(Stored data entries)
-- Opening Marker --
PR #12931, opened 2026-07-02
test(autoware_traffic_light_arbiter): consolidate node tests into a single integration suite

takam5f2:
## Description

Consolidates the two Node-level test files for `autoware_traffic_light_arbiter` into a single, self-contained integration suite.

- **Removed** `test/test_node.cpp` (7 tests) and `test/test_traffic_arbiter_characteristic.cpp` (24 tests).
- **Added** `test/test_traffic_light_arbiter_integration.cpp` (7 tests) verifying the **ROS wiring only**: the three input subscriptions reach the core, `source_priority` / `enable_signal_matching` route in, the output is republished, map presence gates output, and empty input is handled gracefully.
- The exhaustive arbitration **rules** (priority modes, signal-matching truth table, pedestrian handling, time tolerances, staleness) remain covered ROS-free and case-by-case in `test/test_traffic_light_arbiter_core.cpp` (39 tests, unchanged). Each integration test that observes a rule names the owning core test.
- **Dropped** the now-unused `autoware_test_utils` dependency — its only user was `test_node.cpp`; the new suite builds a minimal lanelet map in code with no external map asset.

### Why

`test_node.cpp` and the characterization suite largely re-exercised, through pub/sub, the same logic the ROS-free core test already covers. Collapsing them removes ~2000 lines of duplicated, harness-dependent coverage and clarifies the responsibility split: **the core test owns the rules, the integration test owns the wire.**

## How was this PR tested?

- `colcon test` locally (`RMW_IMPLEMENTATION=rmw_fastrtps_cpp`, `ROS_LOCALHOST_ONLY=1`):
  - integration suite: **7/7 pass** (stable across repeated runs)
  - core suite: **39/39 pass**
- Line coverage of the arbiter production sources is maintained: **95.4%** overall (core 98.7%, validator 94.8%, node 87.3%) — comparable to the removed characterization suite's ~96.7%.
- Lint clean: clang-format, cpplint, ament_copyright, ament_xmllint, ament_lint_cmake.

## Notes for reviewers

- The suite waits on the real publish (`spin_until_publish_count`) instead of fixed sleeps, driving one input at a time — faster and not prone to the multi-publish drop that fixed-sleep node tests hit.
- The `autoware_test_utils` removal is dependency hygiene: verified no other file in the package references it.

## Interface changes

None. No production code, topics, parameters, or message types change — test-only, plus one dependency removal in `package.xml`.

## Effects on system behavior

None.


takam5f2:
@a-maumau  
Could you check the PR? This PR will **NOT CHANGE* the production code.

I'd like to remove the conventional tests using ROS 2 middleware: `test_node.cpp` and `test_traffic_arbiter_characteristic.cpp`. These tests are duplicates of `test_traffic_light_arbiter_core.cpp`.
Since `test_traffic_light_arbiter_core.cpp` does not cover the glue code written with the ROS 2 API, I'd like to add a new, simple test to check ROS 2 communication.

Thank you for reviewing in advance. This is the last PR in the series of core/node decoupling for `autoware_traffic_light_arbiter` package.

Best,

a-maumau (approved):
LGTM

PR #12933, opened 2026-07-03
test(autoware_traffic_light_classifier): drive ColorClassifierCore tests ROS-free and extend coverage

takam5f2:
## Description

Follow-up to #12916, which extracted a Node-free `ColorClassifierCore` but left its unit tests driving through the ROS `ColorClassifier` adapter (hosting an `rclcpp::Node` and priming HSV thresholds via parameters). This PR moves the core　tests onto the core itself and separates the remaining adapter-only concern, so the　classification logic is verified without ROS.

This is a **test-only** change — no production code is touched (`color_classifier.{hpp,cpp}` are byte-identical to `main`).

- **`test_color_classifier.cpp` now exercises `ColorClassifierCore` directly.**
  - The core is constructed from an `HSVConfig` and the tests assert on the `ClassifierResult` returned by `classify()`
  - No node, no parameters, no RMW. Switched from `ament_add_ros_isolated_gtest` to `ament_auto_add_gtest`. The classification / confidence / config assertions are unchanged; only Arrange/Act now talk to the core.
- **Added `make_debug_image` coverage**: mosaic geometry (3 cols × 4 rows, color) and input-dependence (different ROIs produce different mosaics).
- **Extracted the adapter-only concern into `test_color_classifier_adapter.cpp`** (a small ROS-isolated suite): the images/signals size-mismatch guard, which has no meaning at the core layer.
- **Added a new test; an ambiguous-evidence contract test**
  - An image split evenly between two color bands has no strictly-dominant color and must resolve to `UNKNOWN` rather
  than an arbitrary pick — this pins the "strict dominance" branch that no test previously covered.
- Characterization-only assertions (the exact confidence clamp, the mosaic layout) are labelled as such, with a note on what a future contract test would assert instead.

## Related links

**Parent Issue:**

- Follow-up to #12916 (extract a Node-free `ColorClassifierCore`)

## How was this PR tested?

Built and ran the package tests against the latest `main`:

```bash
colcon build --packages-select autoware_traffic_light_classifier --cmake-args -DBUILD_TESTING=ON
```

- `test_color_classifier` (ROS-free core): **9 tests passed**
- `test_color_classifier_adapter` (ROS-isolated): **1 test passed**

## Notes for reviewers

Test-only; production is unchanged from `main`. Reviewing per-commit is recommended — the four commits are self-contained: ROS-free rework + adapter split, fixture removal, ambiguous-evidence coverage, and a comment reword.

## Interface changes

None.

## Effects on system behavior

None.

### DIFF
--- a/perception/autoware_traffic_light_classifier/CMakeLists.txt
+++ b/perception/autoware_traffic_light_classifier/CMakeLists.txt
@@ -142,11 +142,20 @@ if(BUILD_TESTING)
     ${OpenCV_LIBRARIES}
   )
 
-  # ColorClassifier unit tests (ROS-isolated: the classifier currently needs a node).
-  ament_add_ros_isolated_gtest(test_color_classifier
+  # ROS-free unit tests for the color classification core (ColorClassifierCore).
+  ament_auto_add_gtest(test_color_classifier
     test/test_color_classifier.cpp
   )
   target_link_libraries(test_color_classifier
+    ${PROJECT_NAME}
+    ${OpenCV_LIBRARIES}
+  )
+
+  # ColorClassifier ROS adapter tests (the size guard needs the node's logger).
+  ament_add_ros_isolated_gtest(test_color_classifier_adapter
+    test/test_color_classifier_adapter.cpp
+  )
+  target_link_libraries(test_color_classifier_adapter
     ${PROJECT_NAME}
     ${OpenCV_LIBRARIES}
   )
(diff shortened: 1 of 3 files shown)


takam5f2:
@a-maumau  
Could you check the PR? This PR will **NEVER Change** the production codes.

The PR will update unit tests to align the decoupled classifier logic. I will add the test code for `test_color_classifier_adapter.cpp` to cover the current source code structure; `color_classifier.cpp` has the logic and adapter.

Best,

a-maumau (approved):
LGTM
-- Closing Marker --
-- Opening Marker --
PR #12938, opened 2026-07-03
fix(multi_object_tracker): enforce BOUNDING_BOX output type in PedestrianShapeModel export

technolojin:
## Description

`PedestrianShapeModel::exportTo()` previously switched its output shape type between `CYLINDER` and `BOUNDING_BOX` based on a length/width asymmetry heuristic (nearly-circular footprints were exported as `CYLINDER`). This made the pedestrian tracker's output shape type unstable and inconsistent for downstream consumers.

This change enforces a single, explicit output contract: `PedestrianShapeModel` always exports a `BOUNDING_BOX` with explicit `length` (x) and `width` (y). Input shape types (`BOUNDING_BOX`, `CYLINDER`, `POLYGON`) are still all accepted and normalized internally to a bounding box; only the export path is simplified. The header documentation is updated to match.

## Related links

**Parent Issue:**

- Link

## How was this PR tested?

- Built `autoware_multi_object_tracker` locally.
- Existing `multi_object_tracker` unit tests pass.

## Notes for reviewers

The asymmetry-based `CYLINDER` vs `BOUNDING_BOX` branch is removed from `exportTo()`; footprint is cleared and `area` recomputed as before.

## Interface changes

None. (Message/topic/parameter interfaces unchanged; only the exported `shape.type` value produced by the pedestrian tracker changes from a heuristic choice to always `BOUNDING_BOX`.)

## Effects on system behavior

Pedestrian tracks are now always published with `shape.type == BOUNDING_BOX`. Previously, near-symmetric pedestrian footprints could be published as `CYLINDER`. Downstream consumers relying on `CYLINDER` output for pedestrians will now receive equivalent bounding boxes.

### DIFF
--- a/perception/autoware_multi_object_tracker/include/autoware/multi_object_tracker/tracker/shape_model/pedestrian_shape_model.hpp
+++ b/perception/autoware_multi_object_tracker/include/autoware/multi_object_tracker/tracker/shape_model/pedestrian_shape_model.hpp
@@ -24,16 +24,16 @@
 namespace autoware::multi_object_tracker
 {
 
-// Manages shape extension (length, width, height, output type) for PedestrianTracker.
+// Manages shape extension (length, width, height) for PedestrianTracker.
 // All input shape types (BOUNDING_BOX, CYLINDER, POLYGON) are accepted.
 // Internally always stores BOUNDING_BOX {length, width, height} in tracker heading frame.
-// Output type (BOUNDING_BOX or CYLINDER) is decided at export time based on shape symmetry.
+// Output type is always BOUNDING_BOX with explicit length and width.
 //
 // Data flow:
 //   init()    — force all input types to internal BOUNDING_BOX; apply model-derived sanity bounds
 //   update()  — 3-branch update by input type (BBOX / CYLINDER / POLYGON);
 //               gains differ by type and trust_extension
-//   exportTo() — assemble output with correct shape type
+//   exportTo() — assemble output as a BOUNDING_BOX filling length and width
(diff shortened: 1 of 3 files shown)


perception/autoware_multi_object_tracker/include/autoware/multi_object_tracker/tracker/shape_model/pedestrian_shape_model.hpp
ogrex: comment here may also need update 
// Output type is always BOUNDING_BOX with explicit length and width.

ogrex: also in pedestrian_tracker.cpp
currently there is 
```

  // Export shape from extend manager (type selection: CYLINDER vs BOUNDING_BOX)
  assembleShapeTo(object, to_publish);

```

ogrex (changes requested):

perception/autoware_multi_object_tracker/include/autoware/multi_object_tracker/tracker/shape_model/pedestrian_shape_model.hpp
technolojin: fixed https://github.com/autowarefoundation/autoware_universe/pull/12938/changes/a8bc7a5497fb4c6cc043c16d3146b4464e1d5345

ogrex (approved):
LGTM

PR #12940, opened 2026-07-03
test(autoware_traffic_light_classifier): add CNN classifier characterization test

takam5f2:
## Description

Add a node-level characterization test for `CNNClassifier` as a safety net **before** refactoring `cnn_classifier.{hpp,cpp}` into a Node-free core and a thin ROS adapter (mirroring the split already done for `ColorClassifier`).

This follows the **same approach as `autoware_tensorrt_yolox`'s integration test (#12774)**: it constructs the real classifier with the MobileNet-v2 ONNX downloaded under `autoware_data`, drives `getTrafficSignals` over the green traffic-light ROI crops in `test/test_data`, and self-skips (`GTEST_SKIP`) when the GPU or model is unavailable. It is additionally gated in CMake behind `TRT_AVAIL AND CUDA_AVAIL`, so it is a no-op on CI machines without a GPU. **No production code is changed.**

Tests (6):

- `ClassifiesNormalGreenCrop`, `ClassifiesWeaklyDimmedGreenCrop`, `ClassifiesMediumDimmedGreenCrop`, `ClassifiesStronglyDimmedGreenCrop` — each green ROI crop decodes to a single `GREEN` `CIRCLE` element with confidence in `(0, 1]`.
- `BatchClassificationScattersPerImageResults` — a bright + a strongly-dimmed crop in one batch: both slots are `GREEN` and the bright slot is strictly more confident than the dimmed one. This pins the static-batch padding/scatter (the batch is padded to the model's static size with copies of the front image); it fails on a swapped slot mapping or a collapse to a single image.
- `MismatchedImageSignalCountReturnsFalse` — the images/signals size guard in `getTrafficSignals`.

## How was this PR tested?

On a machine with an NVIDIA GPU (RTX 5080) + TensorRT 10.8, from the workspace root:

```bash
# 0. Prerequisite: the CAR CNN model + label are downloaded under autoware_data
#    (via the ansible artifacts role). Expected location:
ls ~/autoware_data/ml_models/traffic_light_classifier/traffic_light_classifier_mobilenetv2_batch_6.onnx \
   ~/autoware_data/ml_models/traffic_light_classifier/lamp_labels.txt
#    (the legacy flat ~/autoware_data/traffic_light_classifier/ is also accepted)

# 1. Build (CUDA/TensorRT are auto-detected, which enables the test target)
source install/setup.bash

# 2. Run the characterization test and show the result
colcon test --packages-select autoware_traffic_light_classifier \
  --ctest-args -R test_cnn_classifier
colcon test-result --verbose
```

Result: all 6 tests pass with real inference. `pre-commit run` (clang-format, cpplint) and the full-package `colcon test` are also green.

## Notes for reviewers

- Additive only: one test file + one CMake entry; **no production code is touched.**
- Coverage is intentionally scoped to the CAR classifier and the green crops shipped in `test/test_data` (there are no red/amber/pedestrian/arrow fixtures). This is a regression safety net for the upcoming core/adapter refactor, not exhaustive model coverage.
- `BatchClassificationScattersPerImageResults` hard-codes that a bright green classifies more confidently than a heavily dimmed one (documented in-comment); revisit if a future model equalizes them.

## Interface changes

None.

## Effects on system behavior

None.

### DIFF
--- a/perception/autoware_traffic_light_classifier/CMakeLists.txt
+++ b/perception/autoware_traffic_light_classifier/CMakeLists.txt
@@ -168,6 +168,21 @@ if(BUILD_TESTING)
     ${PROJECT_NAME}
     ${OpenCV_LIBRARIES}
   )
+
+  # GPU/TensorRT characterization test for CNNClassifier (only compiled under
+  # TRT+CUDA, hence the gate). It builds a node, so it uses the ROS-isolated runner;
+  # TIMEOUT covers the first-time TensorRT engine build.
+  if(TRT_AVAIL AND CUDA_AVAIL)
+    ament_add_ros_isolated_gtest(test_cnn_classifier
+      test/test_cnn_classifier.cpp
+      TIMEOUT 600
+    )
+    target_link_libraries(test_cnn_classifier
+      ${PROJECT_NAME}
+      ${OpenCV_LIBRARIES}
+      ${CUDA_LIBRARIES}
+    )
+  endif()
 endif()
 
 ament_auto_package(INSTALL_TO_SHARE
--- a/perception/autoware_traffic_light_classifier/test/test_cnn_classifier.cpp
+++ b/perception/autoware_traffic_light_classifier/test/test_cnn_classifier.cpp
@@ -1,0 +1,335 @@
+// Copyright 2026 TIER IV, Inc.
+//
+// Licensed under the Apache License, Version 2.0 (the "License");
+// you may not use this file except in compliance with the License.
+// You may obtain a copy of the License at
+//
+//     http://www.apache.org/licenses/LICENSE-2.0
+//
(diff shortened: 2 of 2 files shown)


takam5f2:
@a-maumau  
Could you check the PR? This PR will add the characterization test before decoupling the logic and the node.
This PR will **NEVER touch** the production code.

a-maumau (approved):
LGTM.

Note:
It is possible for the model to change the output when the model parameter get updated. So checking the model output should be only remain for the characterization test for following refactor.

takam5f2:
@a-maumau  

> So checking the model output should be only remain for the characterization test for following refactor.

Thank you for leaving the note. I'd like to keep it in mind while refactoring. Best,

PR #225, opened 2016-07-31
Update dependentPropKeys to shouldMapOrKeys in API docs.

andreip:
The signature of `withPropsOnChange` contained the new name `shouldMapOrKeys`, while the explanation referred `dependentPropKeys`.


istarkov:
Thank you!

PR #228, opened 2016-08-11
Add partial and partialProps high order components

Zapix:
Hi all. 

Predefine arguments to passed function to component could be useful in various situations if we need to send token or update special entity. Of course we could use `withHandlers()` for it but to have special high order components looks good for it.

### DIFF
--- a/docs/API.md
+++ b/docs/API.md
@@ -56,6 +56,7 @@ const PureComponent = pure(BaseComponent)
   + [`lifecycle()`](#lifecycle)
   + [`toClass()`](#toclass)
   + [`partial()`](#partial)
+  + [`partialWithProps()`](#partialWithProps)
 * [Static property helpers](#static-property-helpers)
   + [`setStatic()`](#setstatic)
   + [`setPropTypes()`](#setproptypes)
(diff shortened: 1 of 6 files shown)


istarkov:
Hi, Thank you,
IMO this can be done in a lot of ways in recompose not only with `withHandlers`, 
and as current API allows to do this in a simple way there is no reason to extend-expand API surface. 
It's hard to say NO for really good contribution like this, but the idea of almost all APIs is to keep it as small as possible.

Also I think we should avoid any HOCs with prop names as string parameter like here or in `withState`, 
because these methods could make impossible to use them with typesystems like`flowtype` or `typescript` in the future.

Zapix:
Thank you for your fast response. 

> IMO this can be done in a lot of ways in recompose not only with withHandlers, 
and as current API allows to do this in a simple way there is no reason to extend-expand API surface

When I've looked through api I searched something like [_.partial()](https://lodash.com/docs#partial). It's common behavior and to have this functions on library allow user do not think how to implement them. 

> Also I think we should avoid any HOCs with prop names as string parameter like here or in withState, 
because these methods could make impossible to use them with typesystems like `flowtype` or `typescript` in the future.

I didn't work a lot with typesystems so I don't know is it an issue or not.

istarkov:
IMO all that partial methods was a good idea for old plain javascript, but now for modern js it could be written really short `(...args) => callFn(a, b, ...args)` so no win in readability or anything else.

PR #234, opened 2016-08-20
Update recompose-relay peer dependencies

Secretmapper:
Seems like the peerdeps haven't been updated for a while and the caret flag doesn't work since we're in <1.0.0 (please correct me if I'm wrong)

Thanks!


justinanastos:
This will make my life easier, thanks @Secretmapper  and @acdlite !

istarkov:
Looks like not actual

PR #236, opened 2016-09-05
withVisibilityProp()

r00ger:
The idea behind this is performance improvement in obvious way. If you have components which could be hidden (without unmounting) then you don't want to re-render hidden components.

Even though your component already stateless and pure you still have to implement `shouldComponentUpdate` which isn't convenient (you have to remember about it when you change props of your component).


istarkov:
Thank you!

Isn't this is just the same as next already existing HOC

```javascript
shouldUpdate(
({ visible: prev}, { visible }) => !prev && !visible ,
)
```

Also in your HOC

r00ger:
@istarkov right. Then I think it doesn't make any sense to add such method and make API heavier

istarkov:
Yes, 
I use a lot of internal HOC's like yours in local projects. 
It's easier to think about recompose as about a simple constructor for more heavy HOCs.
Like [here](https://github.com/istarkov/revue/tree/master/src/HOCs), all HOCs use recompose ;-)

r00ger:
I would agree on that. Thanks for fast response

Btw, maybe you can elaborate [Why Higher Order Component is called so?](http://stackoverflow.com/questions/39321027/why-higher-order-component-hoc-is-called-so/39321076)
-- Closing Marker --
-- Opening Marker --
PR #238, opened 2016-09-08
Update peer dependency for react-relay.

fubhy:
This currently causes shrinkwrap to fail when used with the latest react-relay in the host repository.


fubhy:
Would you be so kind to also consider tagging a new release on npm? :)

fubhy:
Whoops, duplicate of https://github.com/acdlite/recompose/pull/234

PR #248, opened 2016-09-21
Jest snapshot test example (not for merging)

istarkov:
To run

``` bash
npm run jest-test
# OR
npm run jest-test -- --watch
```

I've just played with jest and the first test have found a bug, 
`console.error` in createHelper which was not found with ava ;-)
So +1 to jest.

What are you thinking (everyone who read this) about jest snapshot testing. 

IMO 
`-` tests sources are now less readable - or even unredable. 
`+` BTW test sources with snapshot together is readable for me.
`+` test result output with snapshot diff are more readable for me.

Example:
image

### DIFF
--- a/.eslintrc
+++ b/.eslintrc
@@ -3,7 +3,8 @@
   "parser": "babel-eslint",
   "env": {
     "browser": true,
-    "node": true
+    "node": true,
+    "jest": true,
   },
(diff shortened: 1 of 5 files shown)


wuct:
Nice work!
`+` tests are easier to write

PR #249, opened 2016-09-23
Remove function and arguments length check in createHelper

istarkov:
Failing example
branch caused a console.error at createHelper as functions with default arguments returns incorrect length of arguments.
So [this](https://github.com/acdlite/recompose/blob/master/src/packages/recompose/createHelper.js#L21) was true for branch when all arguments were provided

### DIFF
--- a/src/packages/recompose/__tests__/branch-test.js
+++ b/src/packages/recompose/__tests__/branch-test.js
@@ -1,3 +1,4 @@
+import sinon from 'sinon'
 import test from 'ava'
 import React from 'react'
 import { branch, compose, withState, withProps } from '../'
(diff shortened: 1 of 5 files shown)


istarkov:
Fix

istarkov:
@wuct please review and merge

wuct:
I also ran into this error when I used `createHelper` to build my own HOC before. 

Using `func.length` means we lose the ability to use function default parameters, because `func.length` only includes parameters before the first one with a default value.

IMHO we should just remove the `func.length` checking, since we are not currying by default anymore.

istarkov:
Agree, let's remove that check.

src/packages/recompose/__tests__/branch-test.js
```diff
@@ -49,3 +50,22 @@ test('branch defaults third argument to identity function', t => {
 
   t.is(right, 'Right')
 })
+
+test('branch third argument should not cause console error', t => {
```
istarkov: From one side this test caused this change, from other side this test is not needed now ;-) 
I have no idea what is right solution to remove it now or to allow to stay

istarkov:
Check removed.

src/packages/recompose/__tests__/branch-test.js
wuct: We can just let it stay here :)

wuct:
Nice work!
-- Closing Marker --
Task item >> Taking the lines above, repeat exactly those from the line that contains "PR #12931, opened 2026-07-02" through the line that contains "Consolidates the two", and both of those lines as well. Include nothing else.

Answer >>
PR #12931, opened 2026-07-02
test(autoware_traffic_light_arbiter): consolidate node tests into a single integration suite

takam5f2:
## Description

Consolidates the two Node-level test files for `autoware_traffic_light_arbiter` into a single, self-contained integration suite.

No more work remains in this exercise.